== EXERCISE PROMPT ==
In the entries below, spot each line with the word "flatten" and copy it.

··········

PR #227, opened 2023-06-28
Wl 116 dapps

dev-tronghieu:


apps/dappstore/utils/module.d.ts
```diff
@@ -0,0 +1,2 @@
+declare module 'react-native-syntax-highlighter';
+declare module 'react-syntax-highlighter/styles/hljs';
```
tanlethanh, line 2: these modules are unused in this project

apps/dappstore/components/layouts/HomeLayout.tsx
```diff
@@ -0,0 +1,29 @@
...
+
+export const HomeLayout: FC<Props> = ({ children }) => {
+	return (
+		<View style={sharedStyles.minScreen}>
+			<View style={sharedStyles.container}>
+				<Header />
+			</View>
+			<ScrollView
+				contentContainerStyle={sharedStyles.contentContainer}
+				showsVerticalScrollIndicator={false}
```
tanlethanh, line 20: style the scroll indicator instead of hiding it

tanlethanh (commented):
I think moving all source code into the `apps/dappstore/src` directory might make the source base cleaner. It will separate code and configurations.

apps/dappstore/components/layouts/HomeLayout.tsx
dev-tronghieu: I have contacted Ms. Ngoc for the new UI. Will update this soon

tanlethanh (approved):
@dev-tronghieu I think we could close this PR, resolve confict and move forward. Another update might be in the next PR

··········

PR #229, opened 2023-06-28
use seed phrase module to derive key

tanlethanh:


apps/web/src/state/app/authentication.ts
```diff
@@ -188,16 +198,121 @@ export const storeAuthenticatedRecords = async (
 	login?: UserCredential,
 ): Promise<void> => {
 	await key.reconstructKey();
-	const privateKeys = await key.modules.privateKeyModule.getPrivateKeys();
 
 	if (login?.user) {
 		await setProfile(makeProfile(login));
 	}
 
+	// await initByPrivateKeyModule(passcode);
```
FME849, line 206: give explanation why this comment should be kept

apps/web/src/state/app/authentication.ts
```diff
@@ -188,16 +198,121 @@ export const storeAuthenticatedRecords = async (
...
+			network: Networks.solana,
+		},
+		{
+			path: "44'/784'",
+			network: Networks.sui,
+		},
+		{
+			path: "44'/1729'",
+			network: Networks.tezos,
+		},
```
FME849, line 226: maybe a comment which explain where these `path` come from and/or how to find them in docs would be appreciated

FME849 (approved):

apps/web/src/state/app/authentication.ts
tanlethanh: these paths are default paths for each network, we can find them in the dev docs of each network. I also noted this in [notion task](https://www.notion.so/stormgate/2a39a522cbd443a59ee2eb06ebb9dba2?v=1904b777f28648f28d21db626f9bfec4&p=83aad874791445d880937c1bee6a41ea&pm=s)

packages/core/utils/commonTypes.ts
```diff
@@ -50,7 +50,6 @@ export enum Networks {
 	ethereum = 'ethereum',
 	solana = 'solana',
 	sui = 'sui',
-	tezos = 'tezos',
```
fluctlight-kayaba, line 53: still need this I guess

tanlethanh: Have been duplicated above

··········

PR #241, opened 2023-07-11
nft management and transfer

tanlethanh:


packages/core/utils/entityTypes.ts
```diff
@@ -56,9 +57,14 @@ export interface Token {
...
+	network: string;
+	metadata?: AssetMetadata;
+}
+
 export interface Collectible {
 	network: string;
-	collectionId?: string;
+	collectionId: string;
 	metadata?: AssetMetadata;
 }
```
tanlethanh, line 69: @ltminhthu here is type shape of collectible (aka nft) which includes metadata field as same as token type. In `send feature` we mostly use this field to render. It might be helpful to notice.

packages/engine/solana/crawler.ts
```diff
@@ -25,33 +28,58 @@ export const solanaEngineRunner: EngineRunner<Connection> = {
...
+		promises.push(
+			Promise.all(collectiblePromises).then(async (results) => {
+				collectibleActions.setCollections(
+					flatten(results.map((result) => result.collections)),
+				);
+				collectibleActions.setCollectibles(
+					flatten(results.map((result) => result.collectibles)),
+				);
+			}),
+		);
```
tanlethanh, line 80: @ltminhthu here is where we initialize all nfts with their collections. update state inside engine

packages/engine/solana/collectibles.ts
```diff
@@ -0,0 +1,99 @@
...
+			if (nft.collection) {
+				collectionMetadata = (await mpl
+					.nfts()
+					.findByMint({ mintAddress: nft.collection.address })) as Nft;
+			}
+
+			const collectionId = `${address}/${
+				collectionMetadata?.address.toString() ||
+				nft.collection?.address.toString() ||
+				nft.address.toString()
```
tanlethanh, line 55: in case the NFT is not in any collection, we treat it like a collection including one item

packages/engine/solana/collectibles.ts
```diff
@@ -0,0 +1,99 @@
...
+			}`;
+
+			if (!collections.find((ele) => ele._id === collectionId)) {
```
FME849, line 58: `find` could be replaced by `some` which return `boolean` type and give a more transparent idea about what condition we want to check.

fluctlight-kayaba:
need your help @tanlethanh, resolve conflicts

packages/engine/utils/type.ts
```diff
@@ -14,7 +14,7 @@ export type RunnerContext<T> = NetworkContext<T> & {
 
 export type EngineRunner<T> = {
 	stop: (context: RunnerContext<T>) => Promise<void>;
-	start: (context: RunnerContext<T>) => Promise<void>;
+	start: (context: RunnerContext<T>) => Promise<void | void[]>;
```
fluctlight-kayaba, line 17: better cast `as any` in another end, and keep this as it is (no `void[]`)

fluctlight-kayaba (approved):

··········

== ANSWER SECTION ==
+					flatten(results.map((result) => result.collections)),
+					flatten(results.map((result) => result.collectibles)),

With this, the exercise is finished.